大数据学习笔记(四)_MapReduce分布式处理框架

官网概要：
Hadoop MapReduce is a software framework for easily writing applications which process vast amounts of data (multi-terabyte data-sets) in-parallel on large clusters (thousands of nodes) of commodity hardware in a reliable, fault-tolerant manner.

A MapReduce job usually splits the input data-set into independent chunks which are processed by the map tasks in a completely parallel manner. The framework sorts the outputs of the maps, which are then input to the reduce tasks. Typically both the input and the output of the job are stored in a file-system. The framework takes care of scheduling tasks, monitoring them and re-executes the failed tasks.

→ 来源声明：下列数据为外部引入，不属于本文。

PR #400, opened 2017-09-17
[BUGFIX] Silence purposefully ignored PHP warnings

markcarver:
NOTE: I know this doesn't have tests because this kind of logic isn't really "testable" in the first place other than what already exists.

Instead, I have verbosely commented why the error handler must always throw an exception and not be tied to the debug option.

This fixes #361 and #392 which introduced this new error handler and started spitting out PHP Warnings when it's ultimately just ignored anyway.


oliverklee:
Hi @markcarver, thanks for the PR! I'll have a look at it.

oliverklee:
It looks like we'll also need to migrate the Travis job so it can run for this PR. I'm on it.

Classes/Emogrifier.php
```diff
@@ -373,11 +373,21 @@ protected function process(\DOMDocument $xmlDocument)
...
-            $nodesMatchingCssSelectors = $xPath->query($this->translateCssToXpath($cssRule['selector']));
-            // ignore invalid selectors
-            if ($nodesMatchingCssSelectors === false) {
-                continue;
+            // There's no real way to test "PHP Warning" output generated by the following XPath query unless PHPUnit converts it to an exception.
+            // Unfortunately, this would only apply to tests and not work for production executions, which can still flood logs/output unnecessarily.
+            // Instead, Emogrifier's error handler should always throw an exception and it must be caught here and only rethrown if in debug mode.
+            try {
+              // query the body for the xpath selector
+              $nodesMatchingCssSelectors = $xPath->query($this->translateCssToXpath($cssRule['selector']));
```
oliverklee: I think we should have a comment here explaining that this will never be false as we already handle this with via the error handler.

Classes/Emogrifier.php
```diff
@@ -373,11 +373,21 @@ protected function process(\DOMDocument $xmlDocument)
...
+            }
+            catch (\InvalidArgumentException $e) {
+              // Rethrow exception if in debug mode.
```
oliverklee: This comment (and also the next one) are not necessary as the code already is "speaking" enough, and not having the (redundant) comment will allow us to not have to maintain it. :-)

Classes/Emogrifier.php
```diff
@@ -373,11 +373,21 @@ protected function process(\DOMDocument $xmlDocument)
...
-            // query the body for the xpath selector
-            $nodesMatchingCssSelectors = $xPath->query($this->translateCssToXpath($cssRule['selector']));
-            // ignore invalid selectors
-            if ($nodesMatchingCssSelectors === false) {
-                continue;
+            // There's no real way to test "PHP Warning" output generated by the following XPath query unless PHPUnit converts it to an exception.
+            // Unfortunately, this would only apply to tests and not work for production executions, which can still flood logs/output unnecessarily.
+            // Instead, Emogrifier's error handler should always throw an exception and it must be caught here and only rethrown if in debug mode.
+            try {
+              // query the body for the xpath selector
```
oliverklee: This comment also is not needed as the code already is "speaking" enough.

Classes/Emogrifier.php
```diff
@@ -373,11 +373,21 @@ protected function process(\DOMDocument $xmlDocument)
...
         $cssRules = $this->parseCssRules($cssParts['css']);
         foreach ($cssRules as $cssRule) {
-            // query the body for the xpath selector
-            $nodesMatchingCssSelectors = $xPath->query($this->translateCssToXpath($cssRule['selector']));
-            // ignore invalid selectors
-            if ($nodesMatchingCssSelectors === false) {
-                continue;
+            // There's no real way to test "PHP Warning" output generated by the following XPath query unless PHPUnit converts it to an exception.
+            // Unfortunately, this would only apply to tests and not work for production executions, which can still flood logs/output unnecessarily.
+            // Instead, Emogrifier's error handler should always throw an exception and it must be caught here and only rethrown if in debug mode.
```
oliverklee: Great comment!

CHANGELOG.md
```diff
@@ -28,6 +28,8 @@ This project adheres to [Semantic Versioning](http://semver.org/).
 
 
 ### Fixed
+- Silence purposefully ignored PHP Warnings
+  ([#400](https://github.com/MyIntervals/emogrifier/pull/400))
```
oliverklee: Thanks!

Classes/Emogrifier.php
```diff
@@ -1535,7 +1545,8 @@ private function getNodesToExclude(\DOMXPath $xPath)
      */
     public function handleXpathError($type, $message, $file, $line, array $context)
     {
-        if ($this->debug && $type === E_WARNING && isset($context['cssRule']['selector'])) {
+        // Do not tie this conditional to debug mode as it causes unnecessary output. See further explanation in ::process() where this exception is caught.
```
oliverklee: :+1:

markcarver:
Done

oliverklee:
Merged. Thanks for contributing, @markcarver! :heart:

Typically the compute nodes and the storage nodes are the same, that is, the MapReduce framework and the Hadoop Distributed File System (see HDFS Architecture Guide) are running on the same set of nodes. This configuration allows the framework to effectively schedule tasks on the nodes where data is already present, resulting in very high aggregate bandwidth across the cluster.

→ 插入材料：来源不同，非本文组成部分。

PR #404, opened 2017-09-30
Make inline style priority higher than css block priority

zoliszabo:
IMPORTANT! This fix may be a breaking change (depending on the input)!

Right now, original inline style rules are left at the beginning of the
final inline style string, which may be wrong in some cases
Consider
`<style>p {padding:10px}</style>`
`<p style="padding-left:20px"></p>`
This results in
`<p style="padding-left:20px;padding:10px"></p>`
which is wrong.
This fix helps to reverse priorities and it outputs
`<p style="padding:10px;padding-left:20px"></p>`

(Some existing tests had to be modified too...)

### DIFF
--- a/Classes/Emogrifier.php
+++ b/Classes/Emogrifier.php
@@ -355,9 +355,12 @@ class Emogrifier
             foreach ($nodesWithStyleAttributes as $node) {
                 if ($this->isInlineStyleAttributesParsingEnabled) {
                     $this->normalizeStyleAttributes($node);
-                } else {
-                    $node->removeAttribute('style');
                 }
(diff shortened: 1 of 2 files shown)


oliverklee:
Hi @zoliszabo, thanks for the PR! It looks like PHP_CodeSniffer produces two warnings. Could you please fix them, re-push and then post a short comment here? Then I'll review your PR.

zoliszabo:
Hi @oliverklee, I fixed the code to comply with the coding style. Please review the fix and get back with your thoughts. Thanks!

oliverklee:
Merged. @zoliszabo, thanks for contributing! :heart:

The MapReduce framework consists of a single master ResourceManager, one slave NodeManager per cluster-node, and MRAppMaster per application (see YARN Architecture Guide).

Minimally, applications specify the input/output locations and supply map and reduce functions via implementations of appropriate interfaces and/or abstract-classes. These, and other job parameters, comprise the job configuration.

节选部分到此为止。